2018-03-01 11:46:34.522 testMA[403:303] (
1,
3
)

---

It's worth adding:

if ([self isKindOfClass:[NSMutableArray class]]==YES)
    return array;
else
    return [array copy];

@someone You won’t run into problems unless you specifically cast to another type. You can break all kinds of things in C if you do that, so don’t. I don’t think checking the class at runtime helps anything (and, historically, it didn’t work due to implementation details).

@someone what kind of coding error are you trying to protect against?

The only one I can think of is that you are getting an NSArray back that is actually backed by a mutable array, and you hold onto that array but also hand it off to some other code that casts it and mutates it, breaking your own API contract. That's plausible but unusual; if you are worried about that, just make a copy yourself.

@nolen: I would rather have the original mapping API not change the class of the object.

Because for instance if I add a category to NSMutableArray to replace a method that exists for NSArray, the code that will get executed will not the expected one.

e.g. if I overload hash so that the hash for a mutable array is not the same as the one for a non-mutable array.

Or if a method accepts id as a parameter and you then use isMemberOfClass: on this parameter to decide what to do, you may not understand right away why the code for NSArray instances is not run.

@someone I see. I hadn't thought of the category method case. I'm with charles and mjtsai on this, though: this is pretty standard, and even the Apple APIs don't guarantee the specific class of the object you get back. NSArray is already a class cluster.

@someone If you don’t want it to change the class, you should probably use instancetype instead of casting the returned NSArray to something else.
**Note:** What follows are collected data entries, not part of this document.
PR #19099, opened 2026-08-19
fix(harness-claude-code): graceful interrupt, query disposal, quieter aborts

kajogo777:
## Background

Aborting a turn hard-kills the CLI process, so the in-flight turn never reaches the session transcript. Turns that end through interrupt or error paths can leak orphaned `claude` processes. A caller's own abort is also logged to stderr as a bridge error.

## Summary

- Prefer the SDK's `interrupt()` on host abort (same as pressing Esc), with a hard abort as a 5s fallback. The interrupted turn stays resumable, including via `claude --resume`.
- Dispose the query when a turn ends, so the CLI subprocess doesn't outlive it.
- Settle caller-initiated aborts as aborts without logging them as errors, in both the bridge and the host.

## End-to-End Verification

Ran against the real `claude` CLI: an aborted turn settles with an `abort` part and no `error` part, nothing is logged to stderr, and no `claude` processes remain after `destroy()`.

## Checklist


felixarntz (approved):

.changeset/claude-code-turn-hygiene.md
```diff
@@ -0,0 +1,8 @@
+---
+'@ai-sdk/harness-claude-code': patch
+'@ai-sdk/harness': patch
+---
+
+fix (harness-claude-code): interrupt gracefully and dispose the query when a turn ends. A host abort now prefers the Claude SDK's `interrupt()` — Esc semantics, so the in-flight turn is persisted to the session transcript and a later resume (including the user's own `claude --resume`) still sees the work done before the interrupt — with a hard abort as a five-second fallback. The query is disposed explicitly when a turn ends through an interrupt or error path, which previously leaked orphaned `claude` processes holding the very conversation the next turn continues.
+
+fix (harness): stop diagnosing caller-initiated aborts as bridge errors. A turn the caller itself aborted ends with an error-shaped part by construction; it is still settled as an abort for the consumer, but no longer logged to stderr as a harness malfunction.
```
felixarntz:
```suggestion
fix(harness): stop diagnosing caller-initiated aborts as bridge errors
```

felixarntz:
@kajogo777 code here looks reasonable to me, but please check the agent feedback. both our factory and the Vercel agent have similar feedback.

packages/harness/src/bridge/index.ts
```diff
@@ -658,10 +664,30 @@ export async function runBridge<TStart extends { type: 'start' }>(
...
+          const pendingTurn = activeTurn;
+          if (pendingTurn == null) break;
+          turnAbort?.abort();
+          currentUserMessages?.close(
+            new Error('A new bridge turn replaced the active turn.'),
+          );
+          await pendingTurn;
+        }
+        let turnFinished!: () => void;
+        activeTurn = new Promise<void>(resolve => (turnFinished = resolve));
```
felixarntz: @kajogo777 Not sure about this one. It seems that this can hang indefinitely.

I am also concerned that this is supposed to be a Claude Code fix, but now it's leaking into general `harness` layer changes. That means it can affect all other harnesses too, and it would require a lot more testing to establish that this actually works well with each harness. Ideally we can localize the fix to Claude Code, or if that's not possible, we need to ensure there is sufficient tests of end-to-end examples for the other harnesses that cover them in combination with this change too.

That said, I think replacing NSMutableArray methods with categories and changing the hash method of a framework class would probably violate an API contract and potentially cause problems. Using isMemberOfClass: for the base Foundation types is a bad idea, anyway, because they use class clusters and the exact types change from release to release.

Ben Kennedy

It is impossible to safely replace a method using a category. That it is even possible is undoubtedly unintended design of Objective C runtime. What if somebody else also adds the same method in their own category? The winner is random and indeterminate; you can't be sure that it will be your implementation.

@Michael Yes, I would (I do actually) use instancetype instead of NSArray *.

I haven't seen any problem with using isMemberOfClass: on NSArray/NSMutableArray from Mac OS X 10.7 to 10.13 at least. I agree that NSString/NSMutableString would be a totally different case.

@Ben Yes, that's one of the reasons why it's recommended to add a prefix to the name of your methods in categories. My point is more that it's better for a method to return the advertised type. Otherwise use id or instancetype. Because having that kind of issue/strategy in the low layers of the code is not helping considering all the other potential strange stuff one can do in upper layers.